GitHub Backend
lorry was designed with Gitlab as a backend in mind. As such, it is not
compiled with GitHub support by default; to use GitHub as your mirroring host,
you should compile with the github feature flag set. The GitHub backend has
some differences in behaviour to the default Gitlab backend, due to GitHub not
behaving the same way as Gitlab and thus being unable to support the same
operations.
The first of these is that GitHub does not support arbitrary namespacing. This
makes the prefix field somewhat dangeous. If you wish to mirror into the lorry
user account’s personal namespace, the prefix field should be set to the lorry
user account’s username. If you wish to mirror into an Organisation’s namespace
prefix should be set to the name of the organisation to mirror into.
Also, GitHub scans commits for leaked secret tokens. This means that repositories containing what looks like a secret token will be rejected, stopping mirroring. If this occurs, you should disable secret scanning on the lorry user account and in the repository you are mirroring into.
Deployment as a GitHub App
Instead of operating as bot user, lorry can instead operate as a GitHub App.
This means that the usual username and private-token fields are no longer
respected. Instead your should supply the app field in your downstream configuration,
which takes the form of:
app = { app-id = 2662472, private-key-file = "../lorry-app.private-key.pem" }
Where the app-id field is the App ID
shown in the GitHub App dashboard, and private-key-file is a filepath ponting to the
private key file that could downloaded from the dhashboard when you created the App.
There is no way to supply the private key as a literal or an environment variable.
This requires that the App be installed in all namespaces that lorry is
expected to mirror into. The App must be given the Administration: Read and Write, and Contents: Read and Write permissions.

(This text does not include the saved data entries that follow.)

PR #9793, opened 2021-08-05
feat(elements): add style to SafeAreaProviderCompat props

aleppos:
When using SafeAreaProvider I can pass style directly and when I decide to SafeAreaProviderCompat I discover that style props is missing.

### DIFF
--- a/packages/elements/src/SafeAreaProviderCompat.tsx
+++ b/packages/elements/src/SafeAreaProviderCompat.tsx
@@ -1,5 +1,12 @@
 import * as React from 'react';
-import { Dimensions, Platform, StyleProp, View, ViewStyle } from 'react-native';
+import {
+  Dimensions,
+  Platform,
+  StyleProp,
+  StyleSheet,
+  View,
+  ViewStyle,
+} from 'react-native';
 import {
   initialWindowMetrics,
   SafeAreaInsetsContext,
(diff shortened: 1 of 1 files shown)


packages/elements/src/SafeAreaProviderCompat.tsx
```diff
@@ -23,19 +24,23 @@ const initialMetrics =
...
       {(insets) => {
         if (insets) {
           // If we already have insets, don't wrap the stack in another safe area provider
           // This avoids an issue with updates at the cost of potentially incorrect values
           // https://github.com/react-navigation/react-navigation/issues/174
-          return children;
+          return style == null ? (
+            children
+          ) : (
+            <View style={style}>{children}</View>
```
satya164, line 38: This `View` needs to have `flex: 1`, otherwise the behavior will be different based on whether there's a parent `SafeAreaProvider` or not.

packages/elements/src/SafeAreaProviderCompat.tsx
```diff
@@ -23,19 +24,23 @@ const initialMetrics =
...
+          );
```
satya164, line 39: Conditionally changing whether it's wrapped in a `View` based on a prop is problematic. Changing the `style` prop would cause any local state to be reset due to remount. This needs to be always wrapped in a `View`

satya164 (changes requested):
Thanks for the PR. Please fill the pull request template when opening PRs.

packages/elements/src/SafeAreaProviderCompat.tsx
aleppos: Done.

aleppos:
@satya164 can you take a look, thanks.

satya164 (approved):
Thanks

Similairly, one can authenticate as an app when pulling in the confgit repo. The
same configuration as above applies, except that the top-level field is called
github-app. Again, once must make sure the app is installed in the confgit repo.
Manually testing the backend
Unfortuanetely, there currently is no automated test suite to test that the GitHub backend works, mostly due to the fact that we cannot spin up a local instance of GitHub. Instead, developers have to manually test the backend. To test this, you will need to create an Organisation to mirror into.To test PAT authenitcation, you will need a GitHub account for lorry to authenticate as, and to test GitHub App authentication, you will need an App to use. This App needs to be installed into the Organisation, with the permissions described above. Finally, you will need a confgit repository that mirrors some git repo, pointed at the Organisation. When testing PAT authentication, the confgit should also point at the lorry user’s personal namespace.
Then, run lorry2 locally with the required config for the authentication mechanism you are testing. Within 2 runs, you should see the repositories mirrored into the Organisation. If you are testing PAT authentication, then you should also see the repositoires mirrored into the lorry2 user’s account. You should then delete the repositories once you’re done, so the next round of testing excercises repository creation.
Note that the GitHub backend has two limitations that affect which repositories
you use for testing. First, the GitHub backend does not attempt to set up LFS,
so you should avoid mirroring a repository that uses it. Secondly, as mentioned
earlier, GitHub automatically scans commits for content that looks like secret
tokens, and rejects pushes containing them. If your mirrored repository contains
such data (for example, this very repository, in the test cases for censoring
such tokens from logs), the test will fail. Either choose an upstream that
contains nothing of the sort, exclude branches containing such content with the
ref_patterns field, or disable secret scanning. The latter option is limited
in that you can only set it on the repo- or Organisation- level, which means you
will have to manually go into the settings of the repository created in the user
namespace while the test is running for the mirror to succeed.